Stablecoin issuers and digital asset custodians face sweeping new compliance rules in the United States, according to a new policy report from CertiK.
The analysis shows how federal legislation and market reforms are reshaping the industry’s future.
The report highlights three major developments: the GENIUS Act, the CLARITY Act, and the SEC’s rescission of Staff Accounting Bulletin 121. Together they set clearer standards for stablecoin issuance, digital asset classification, and institutional custody.
“This report reveals a pivotal shift in how digital assets are regulated and supervised across the United States,” a CertiK spokesperson said.
“By analysing federal legislation and market structure proposals, as well as state-level obligations, the research highlights the operational demands that digital asset firms must meet in the coming years.”
The findings show banks and trust companies now have a clearer path to offering digital asset custody.
Stablecoin issuers must comply with uniform reserve and redemption rules. Multi-state operators face a universal baseline of cybersecurity and anti-money laundering requirements.
Key points include Senate proposals introducing tailored disclosures and expanding the CFTC’s oversight of digital commodity markets. The rescission of SAB 121 removes capital constraints on custodians, enabling broader bank participation.

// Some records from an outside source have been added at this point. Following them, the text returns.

PR #350, opened 2014-12-18
Allocation-client subpage

kula1922:
[DO NOT MERGE] only for review


src/ralph_scrooge/rest/allocationclient.py
```diff
@@ -8,253 +8,231 @@
...
-        )
-        _clear_daily_usages(
-            pricing_objects,
-            service_usage_type.usage_type,
-            first_day,
-            last_day,
-        )
-        for row in post_data['rows']:
+            for row in post_data['rows']:
+                service_environments = ServiceEnvironment.objects.filter(
```
mkurek: https://github.com/allegro/ralph_pricing/blob/develop/src/ralph_scrooge/models/service.py#L311 - `ServiceEnvironment` has unique_together on service and environment, so your `filter` will return at most 1 record, so you can use `get` instead of `filter` (then no need to iterate below).

src/ralph_scrooge/rest/allocationclient.py
```diff
@@ -8,253 +8,234 @@
...
-                        type=service_usage_type.usage_type,
+            other_type = ExtraCostType.objects.get(id=1)
+            ids = set()
+            for row in post_data['rows']:
+                ids.add(row.get('id'))
+                extra_cost = ExtraCost.objects.get_or_create(
+                    id=row.get('id'),
+                    start=first_day,
+                    end=last_day,
+                    service_environment=service_environment,
```
mkurek: service_environment should be in defaults - what if record has id, but i'll change service_env in GUI? Probably you'll get exception here.

src/ralph_scrooge/rest/allocationclient.py
```diff
@@ -8,253 +8,231 @@
...
+            pricing_service = PricingService.objects.get(services=service)
+        except PricingService.DoesNotExist:
+            pricing_service = PricingService.objects.create(
+                name=service.name + '_pricing_service',
+                symbol=(
+                    service.symbol or
+                    service.name.lower().replace(' ', '_') + '_pricing_service'
+                )
+            )
+            pricing_service.services.add(service)
```
mkurek: that's right - probably i didn't see `objects.create` last time

PR #357, opened 2015-01-13
Feature/calc pricing service include diff

mkurek:
* improved pricing service plugin selection; renamed ceilometer plugin to fixed price plugin
* added charging pricing service by difference between real and calculated costs (ex. from fixed prices)

### DIFF
--- a/src/ralph_scrooge/models/usage.py
+++ b/src/ralph_scrooge/models/usage.py
@@ -9,7 +9,6 @@ from django.core.exceptions import ValidationError
 from django.db import models as db
 from django.utils.translation import ugettext_lazy as _
 
-
 from ralph_scrooge.models.base import BaseUsage, BaseUsageType
 
 PRICE_DIGITS = 16
--- a/src/ralph_scrooge/models/usage.py
+++ b/src/ralph_scrooge/models/usage.py
@@ -9,6 +9,7 @@ from django.core.exceptions import ValidationError
 from django.db import models as db
 from django.utils.translation import ugettext_lazy as _
 
+
 from ralph_scrooge.models.base import BaseUsage, BaseUsageType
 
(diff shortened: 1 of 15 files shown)


src/ralph_scrooge/models/usage.py
```diff
@@ -9,6 +9,7 @@
 from django.db import models as db
 from django.utils.translation import ugettext_lazy as _
 
+
```
kula1922: Needless line

src/ralph_scrooge/plugins/cost/pricing_service.py
```diff
@@ -504,6 +514,56 @@ def _get_service_dynamic_extra_cost(
...
+                ps_real_cost = plugin_runner.run(
+                    'scrooge_costs',
+                    'pricing_service_plugin',
+                    **args
+                )
+
+                # calculate difference between real cost and
+                diff = ps_real_cost - ps_cost
+                result[ps.id] = diff, {}
+            except (KeyError, AttributeError):
```
kula1922: wrap only code where except conditions could be happen

src/ralph_scrooge/plugins/cost/pricing_service.py
```diff
@@ -504,6 +514,56 @@ def _get_service_dynamic_extra_cost(
...
+        result = {}
+        for ps in pricing_service.charged_by_diffs.all():
+            try:
+                args = dict(
+                    type='total_cost',
+                    date=date,
+                    forecast=forecast,
+                    pricing_service=ps,
+                    collapse=True
+                )
```
kula1922: why not args = {...} ? is there any different?

mkurek: why not dict(...) if there is no difference? :)

PR #361, opened 2015-01-16
added database sync plugin

mkurek:
added database sync plugin to get databases from ralph, which will allow to show them as components in components view and charge them for their usages of resources.

requires: https://github.com/allegro/ralph/pull/1274


kula1922:
:ok:

kula1922:
:ok:

src/ralph_scrooge/models/pricing_object.py
```diff
@@ -424,3 +425,49 @@ class DailyVIPInfo(DailyPricingObject):
...
+                pricing_object=self,
+                database_info=self,
+                date=date,
+                service_environment=self.service_environment,
+            )
+
+
+class DailyDatabaseInfo(DailyPricingObject):
+    parent_device = db.ForeignKey(
+        DailyAssetInfo,
```
quamilek: Why `DailyAssetInfo`?

src/ralph_scrooge/plugins/collect/database.py
```diff
@@ -0,0 +1,162 @@
...
+
+
+def get_model(ralph_database):
+    model = PricingObjectModel.objects.get_or_create(
+        model_id=ralph_database['type_id'],
+        type_id=PRICING_OBJECT_TYPES.DATABASE,
+        defaults=dict(
+            name=ralph_database['type'],
+        )
+    )[0]
```
quamilek:
```
model, created = PricingObjectModel.objects.get_or_create(
    model_id=ralph_database['type_id'],
    type_id=PRICING_OBJECT_TYPES.DATABASE,
    defaults=dict(
        name=ralph_database['type'],
    )
)
```
looks better

src/ralph_scrooge/plugins/collect/database.py
```diff
@@ -0,0 +1,162 @@
...
+                database_type
+            )
+        except UnknownServiceEnvironmentNotConfiguredError:
+            msg = 'Unknown service environment not configured for {}'.format(
+                database_type
+            )
+            logger.error(msg)
+            return (False, msg)
+
+    for database_type in settings.DATABASE_TYPES:
```
quamilek: I think that you could use one `for` ?

src/ralph_scrooge/plugins/collect/database.py
```diff
@@ -0,0 +1,162 @@
...
+)
+
+from ralph_scrooge.plugins.collect._exceptions import (
+    UnknownServiceEnvironmentNotConfiguredError,
+)
+
+logger = logging.getLogger(__name__)
+
+
+def get_model(ralph_database):
```
quamilek: Name should be more descriptive, is simillar to: 
https://github.com/allegro/ralph_pricing/pull/361/files#diff-1271648e9b72d66d1b1723e023b7938eR28

src/ralph_scrooge/plugins/collect/database.py
kula1922: Its look like case where if there is no unknown_service_environment for any database then do nothing. Thats true?

src/ralph_scrooge/plugins/collect/database.py
kula1922: looks better? why?

src/ralph_scrooge/plugins/collect/database.py
kula1922: Collects plugins are similar and we know about that. We are going to separate some common methods (like get_model) but now there is no time. This method return model so get_model is a correct namespace for me.

src/ralph_scrooge/plugins/collect/database.py
mkurek: Exactly - if unknown service environment is not set for all of the database types, we don't want to run any further processing.

quamilek:
:ok:

src/ralph_scrooge/models/pricing_object.py
```diff
@@ -424,3 +425,49 @@ class DailyVIPInfo(DailyPricingObject):
...
+        verbose_name=_("parent device"),
+        related_name='databases',
+        null=True,
+        blank=True,
+    )
+
+    class Meta:
+        app_label = 'ralph_scrooge'
+
+    def get_daily_pricing_object(self, date):
```
kula1922: docstring

PR #365, opened 2015-01-21
fixed creating ip info in vip plugin

mkurek:
Choice instance (in this case PRICING_OBJECT_TYPES.IP_ADDRESS) has to be assigned to type_id (not type)


xor-xor:
:ok:

zefciu:
:ok:

andrzej-jankowski:
:ok:

PR #366, opened 2015-01-21
fixed team manager security decorator

mkurek:
fixed wrong orm field in _has_permission_to_team decorator

### DIFF
--- a/src/ralph_scrooge/tests/test_security.py
+++ b/src/ralph_scrooge/tests/test_security.py
@@ -10,10 +10,11 @@ from django.test import TestCase, Client
 from ralph.account.models import Perm
 
 from ralph_scrooge.app import Scrooge
-from ralph_scrooge.models import ServiceOwnership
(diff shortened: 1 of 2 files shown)


xor-xor:
:ok:

andrzej-jankowski:
:ok:

src/ralph_scrooge/tests/test_security.py
```diff
@@ -69,6 +79,12 @@ def _get_report(self):
             Scrooge.url_prefix,
         ))
 
+    def _get_team_allocation(self, team):
+        return self.client.get('/{}/rest/allocationclient/{}/2014/10/'.format(
```
xliiv: I think reversed links are better.. .
Since this is the only comment of mine and it's minor thing, I'll 'ok' it.

mkurek: since this PR is already merged, I'll keep this in mind to fix this in one of the next pull requests.

PR #371, opened 2015-01-22
fixed unicode of dynamic extra cost

mkurek:
changed DynamicExtraCost object representation method (__unicode__) - replaced extra_cost_type by dynamic_extra_cost_type, which is valid field of DynamicExtraCost. Added some unit tests to test it as well.


andrzej-jankowski:
:ok:

quamilek:
:ok:

PR #372, opened 2015-01-24
fixed pricing service costs calculation, improved log details and added possibility to save only first depth costs

mkurek:
* fixed pricing service costs calculation
  * removed unnecessary excluded_services passed to dependent services (excluded services are only relevant on costs distribution, not calculatin total costs of pricing serivce)
  * fixed calculation of costs from services, which charge pricing service by their diff with real costs (previously costs dictionary was basicly updated by diff costs, which causes lost of previously calculated values - now if key is already in dictionary, substraction on costs is done)
  * fixed total_cost method for pricing service, when calculating costs of whole service (for all service environments) - when pricing service has other plugin than universal (ex. fixed price plugin), it's service usages percentage division doesn't matter - especially sum could be different than 100, which causes errors when calculating total cost of this pricing service using universal plugin. Now, when total costs is calculated for all service environment, there is no cost-distribution part - only calculating total costs for all service environments.

* unification of costs plugins log messages
* added possibility to save only first depth costs (direct costs, not intermediate), which could significantly improve costs calculation performance, but intermediate costs (ex. for costs-dependency-graph) will not be saved


andrzej-jankowski:
:ok:

quamilek:
:ok:

PR #373, opened 2015-01-25
allocation: do not create new objects on GET request and search ServiceUsageType including date condition

mkurek:
* fix to not create new UsageType, PricingService and ServiceUsageType on GET request - only during save (on POST request)
* check for ServiceUsageType including date condition - allows to define more than one ServiceUsageType for PricingService and look for only one which match current year and month


andrzej-jankowski:
:ok:

quamilek:
:ok:

PR #374, opened 2015-01-28
improved costs calculation by adding additional cache, db indexes and optimizing SQL queries

mkurek:
* added additional cache to pricing service total cost calculation (to not recalculate it every time pricing service is dependency of other pricing service)
* optimized some SQL queries (ex. support, usages)
* added additional DB indexes (on dailyusage and dailypricingobject)


src/ralph_scrooge/plugins/cost/support.py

Despite progress, fragmented state licensing regimes continue to create a preemption gap for multi-state operators.
Institutional pilots such as the Regulated Liability Network and Project Guardian show accelerating adoption of permissioned settlement infrastructure.
Other themes include state-level frameworks, blockchain analytics, and improvements in code auditing standards for smart contract security.
CertiK says that financial institutions are shifting focus toward permissioned digital assets, with cross-jurisdictional compliance seen as a competitive advantage.